Mildred is a heavyset woman, as I may have occasionally mentioned, the result, as she tells it, of a combination of inherited genes and glandular difficulties. “I have thyroid problems, Julia,” she’s said a million times, although I’ve never said a word to her about her size and wouldn’t for the world.
But Mildred had Ida Lee to look after her, and I knew for a fact that Ida Lee worried about Mildred’s weight. She had tried to get her to cut back, but it was a losing battle because Mildred was accustomed to getting her way. Ida Lee was not only a knowledgeable cook, she was an excellent one, as well. I knew because I’d eaten many a meal at Mildred’s table at luncheons and dinner parties, and I knew that Ida Lee could serve Mildred healthy, low-calorie, but tasty meals, if Mildred would only be satisfied with them.
In fact, just as I brought up Hazel Marie’s interest in recipes, Mildred started complaining about what Ida Lee had served her for lunch.
“I tell you, Julia,” she said as she stirred sugar into her coffee, “Ida Lee’s trying to starve me to death. But come to think of it, here’s something that would be good for Hazel Marie to know. I expect she has some weight to lose, now that those babies have come, but since she doesn’t have glands to worry about, a fruit salad will probably work fine for her. Would you believe that Ida Lee’s served it to me twice this week? Of course, I’ll have to say that it’s tasty, but it’s not enough for my taste. My blood sugar gets so low, I have to have a snack an hour or so later. I admit, though, that a fruit salad makes a nice lunch for a busy woman, but I wouldn’t serve it to Horace or to Mr. Pickens, either. And I told Ida Lee that once a week is enough for me, and only on the days I’m having a late breakfast and an early dinner.”
“I declare,” I said, not wanting to comment on Mildred’s eating habits. “At least no cooking is required, so it would be easy for Hazel Marie.”
“Well, you know,” Mildred confided, leaning close, “I am on a diet.

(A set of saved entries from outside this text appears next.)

PR #133, opened 2019-02-20
Update implicit named graph example.

### LINKED ISSUE #122: Graph container text and implementation do not match...
The text underneath https://w3c.github.io/json-ld-syntax/#ex-88-implicitly-named-graph says:

> The example above expresses a named graph that is identified by the blank node identifier _:b0. That graph is composed of the statements about Manu and Gregg. Metadata about the graph itself is expressed via the generatedAt property, which specifies when the graph was generated.

This seems to be wrong. The playground result, as well as the text above the example suggests that it should say something like:

> The example above expresses two named graphs, identified by blank nodes. These graphs are composed of the statements about Manu and Gregg, respectively, each in its own separate graphs. 

Strictly speaking, the `generatedAt` is about a _resource_ (`http://example.org/foaf-graph`) which is not a dataset/graph, "just" a resource.

We may want to spend some time looking over the whole section...

gkellogg:
Note, this will need to be updated when vc-data-model changes and their context is updated. Liberties were taken.

Fixes #122.

***
<a href="https://pr-preview.s3.amazonaws.com/w3c/json-ld-syntax/pull/133.html" title="Last updated on Feb 22, 2019, 12:15 AM UTC (f9ef6c9)">Preview</a> | <a href="https://pr-preview.s3.amazonaws.com/w3c/json-ld-syntax/133/f08ced8...f9ef6c9.html" title="Last updated on Feb 22, 2019, 12:15 AM UTC (f9ef6c9)">Diff</a>

### DIFF
--- a/index.html
+++ b/index.html
@@ -8019,13 +8019,13 @@ the data type to be specified explicitly with each piece of data.</p>
       {
         "@context": {
           "@version": 1.1,
-         "@base": "http://dbpedia.org/resource/",
+          "@base": "http://dbpedia.org/resource/",
           "id": "@id",
           "isa": "@type",
-          "said": {"@id": "http://example.com/said", "@container": "@graph"}
+          ****"said": {"@id": "http://example.com/said", "@container": "@graph"}****
         },
         "id": "Epimenides",
-        "said": {
+        ****"said"****: {
           "id": "Epimenides",
           "isa": "Liar"
         }
@@ -8037,8 +8037,8 @@ the data type to be specified explicitly with each piece of data.</p>
       <!--
       [{
         "@id": "http://dbpedia.org/resource/Epimenides",
-        "http://example.com/said": [{
-          "@graph": [{
+        ****"http://example.com/said"****: [{
+          ****"@graph"****: [{
             "@id": "http://dbpedia.org/resource/Epimenides",
             "@type": ["http://dbpedia.org/resource/Liar"]
           }]
--- a/index.html
+++ b/index.html
@@ -8020,14 +8020,13 @@ the data type to be specified explicitly with each piece of data.</p>
         "@context": {
           "@version": 1.1,
           "@base": "http://dbpedia.org/resource/",
-          "id": "@id",
-          "isa": "@type",
-          ****"said": {"@id": "http://example.com/said", "@container": "@graph"}****
+          "said": "http://example.com/said",
+          ****"wrote": {"@id": "http://example.com/wrote", "@container": "@graph"}****
         },
-        "id": "Epimenides",
-        ****"said"****: {
-          "id": "Epimenides",
-          "isa": "Liar"
+        "@id": "Skakespeare",
+        ****"wrote"****: {
+          "@id": "Richard_III_of_England",
+          "said": "My kingdom for a horse"
         }
       }
       -->
@@ -8036,11 +8035,11 @@ the data type to be specified explicitly with each piece of data.</p>
            data-result-for="Implicitly named graph-original">
       <!--
       [{
-        "@id": "http://dbpedia.org/resource/Epimenides",
-        ****"http://example.com/said"****: [{
+        "@id": "http://dbpedia.org/resource/Skakespeare",
+        ****"http://example.com/wrote"****: [{
           ****"@graph"****: [{
-            "@id": "http://dbpedia.org/resource/Epimenides",
-            "@type": ["http://dbpedia.org/resource/Liar"]
+            "@id": "http://dbpedia.org/resource/Richard_III_of_England",
+            "http://example.com/said": [{"@value": "My kingdom for a horse"}]
           }]
         }]
       }]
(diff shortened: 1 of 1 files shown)


gkellogg:
@dlongley Note that I took some liberties on Example 33 from vc-data-model. Once your context is updated, and published at https://www.w3.org/2018/credentials/v1, we can update this.

Also, note that the value of `issuanceDate` is out of range, you use an xsd:date, and it should be an xsd:dateTime, according to the RDFS definition.

index.html
```diff
@@ -8018,63 +8018,64 @@ <h3>Graph Containers</h3>
...
-          "@version": 1.1,
-          "generatedAt": {
-            "@id": "http://www.w3.org/ns/prov#generatedAtTime",
-            "@type": "http://www.w3.org/2001/XMLSchema#date"
+        "@context": "https://w3c.github.io/vc-data-model/vocab/credentials.jsonld",
+        "id": "http://example.edu/credentials/332",
+        "type": "VerifiableCredential",
+        "issuer": "https://example.edu/issuers/4",
+        "issuanceDate": "2017-02-24T00:00:00Z",
+        ****"verifiableCredential"****: {
```
```suggestion
        ****"credentialSubject"****: {
```

index.html
```diff
@@ -8018,63 +8018,64 @@ <h3>Graph Containers</h3>
...
+        "https://w3.org/2018/credentials#issuer": [
+          {"@id": "https://example.edu/issuers/4"}
+        ],
+        "https://w3.org/2018/credentials#issuanceDate": [
+          {
+            "@value": "2017-02-24T00:00:00Z",
+            "@type": "http://www.w3.org/2001/XMLSchema#dateTime"
+          }
+        ],
+        "https://w3.org/2018/credentials#verifiableCredential": [{
```
```suggestion
        "https://w3.org/2018/credentials#credentialSubject": [{
```

index.html
dlongley: The quads, etc. will also need to change of course.

dlongley: Note that `credentialSubject` is not an `@graph` container. The term `verifiableCredential` is one, however, it is used in a `VerifablePresentation` not a `VerifiableCredential`. That being said, `proof` *is* an `@graph` container ... and since @iherman asked for just one example of a `@graph` container we could leave this as is to address his concern. Otherwise, we should wrap the whole credential in a `VerifiablePresentation` that points to the credential via `verifiableCredential`.

gkellogg: Based on @iherman's comments, we probably need to go to an entirely different example, anyway. Or, trim down the example and use an inline context.

gkellogg:
With apologies to @msporny, I changed the example to be a different use of quoted graphs.

dlongley:
I guess I should also say that we should, IMO, to the best extent that we can, avoid using prefixed terms in JSON in examples (particularly new examples that we add). I think it's fine to do that in examples where we're showing that you *can* use the prefix feature, but it would be best to focus on more idiomatic JSON in all other examples as much as possible.

gkellogg:
> I guess I should also say that we should, IMO, to the best extent that we can, avoid using prefixed terms in JSON in examples (particularly new examples that we add). I think it's fine to do that in examples where we're showing that you _can_ use the prefix feature, but it would be best to focus on more idiomatic JSON in all other examples as much as possible.

That's easy enough to fix, but I was trying to keep the context size down.

dlongley:
Another option from Manu that is less controversial: http://manu.sporny.org/2016/json-ld-context-caching/

pchampin:
Sorry to be nitpicking, but I don't really like the MLK example either... I don't see it as a compelling use case for a named graph. What exactly does `_:b2 :quote "I have a dream"` mean? Why not say `:mlk :said "I have a dream"`?

Here is a counter-proposal:
```
{
  "@context": {
    "@version": 1.1,
    "said": {"@id": "http://example.com/said", "@container": "@graph"},
    "Liar": "http://example.com/Liar"
  },
  "@id": "http://dbpedia.org/resource/Epimenides",
  "said": {
    "@id": "http://dbpedia.org/resource/Epimenides",
    "@type": "Liar"
  }
}
```

Granted, it is less idiomatic (explicit use of `@id` and `@type`). but this could be fixed with a heavier context...

```
{
  "@context": {
    "@version": 1.1,
    "id": "@id",
    "isa": "@type",
    "Epimenides": "http://dbpedia.org/resource/Epimenides",
    "said": {"@id": "http://example.com/said", "@container": "@graph"},
    "Liar": "http://example.com/Liar"
  },
  "id": "Epimenides",
  "said": {
    "id": "Epimenides",
    "isa": "Liar"
  }
}
```

gkellogg:
Actually, terms don't work as a value of `@id`, so it might need to be something like:

```json
{
  "@context": {
    "@version": 1.1,
   "@base": "http://dbpedia.org/resource/",
    "id": "@id",
    "isa": "@type",
    "said": {"@id": "http://example.com/said", "@container": "@graph"}
  },
  "id": "Epimenides",
  "said": {
    "id": "Epimenides",
    "isa": "Liar"
  }
}
```

gkellogg:
Why I think the Epimenides example may be better is that it uses a contradiction, for which a named graph seems appropriate. Otherwise, why use a named graph at all?

Let's leave it until tomorrow.

pchampin:
More than the contradiction, I think it is the self-reference that's
bothering @dlongley.

Here's another example :

Skakespeare said that Richard III said "My kingdom for a horse".

iherman:
An aside... I know many use the `{"id":"@id"}` in the contexts, including myself. However, when we have an example in the document, we should try to keep only those statements that have an importance in understanding the issue at hand. Everything else is an irrelevant noise that can hamper understanding. I would think we should not use such aliases in the examples.

index.html
```diff
@@ -8020,14 +8020,13 @@ <h3>Graph Containers</h3>
...
-          "isa": "@type",
-          ****"said": {"@id": "http://example.com/said", "@container": "@graph"}****
+          "said": "http://example.com/said",
+          ****"wrote": {"@id": "http://example.com/wrote", "@container": "@graph"}****
         },
-        "id": "Epimenides",
-        ****"said"****: {
-          "id": "Epimenides",
-          "isa": "Liar"
+        "@id": "Skakespeare",
```
dlongley: `Shakespeare` (here and elsewhere)

dlongley:
@pchampin -- good suggestion w/Shakespeare!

Dr. Hargrove was quite firm about it, so I’m trying. But, Julia, Ida Lee has
a wonderful chef’s salad that I’m sure Hazel Marie will love. Here’s what you do. Write it down. First, you put some shredded lettuce to make a bed on a plate, then you layer chopped fresh tomatoes, slivered carrots, sliced cucumbers, chopped celery, a few broccoli florets, and chopped onions. That takes care of your vegetables. Then you shred or chop up a couple of slices of smoked turkey and Virginia ham, slice a couple of boiled eggs, and crumble a few slices of bacon over that. Then grate Cheddar cheese on top, and there’s your protein. Now, on the sides of the plate, put a heaping spoonful of cottage cheese, several slices of pickled beets, and some corn relish. Oh, and some olives, both black and green, and a bowl of Ida Lee’s homemade blue-cheese dressing on the side. I like a few slices of buttered and toasted French bread with it.”
“My word,” I murmured, “that must make a plateful.”
“Oh, it does. But Dr. Hargrove told me to eat lots of salads, so that’s what I’m doing, but I have to watch Ida Lee like a hawk or she’ll leave something out. Now, Julia, getting down to real eating, Hazel Marie has to have my boeuf bourguignon recipe. It’s perfect for when she entertains.”
“Well, I don’t know, Mildred. It’s delicious, but I doubt Hazel Marie will be entertaining anytime soon. Besides, something so hard to spell and pronounce might be too hard for her to make.”
“You may be right. Let’s see what Ida Lee thinks.” Mildred picked up the little silver bell that was on the table beside her and gave it a tinkle. That bell was never far from her hand wherever she was in the house, and never long out of use.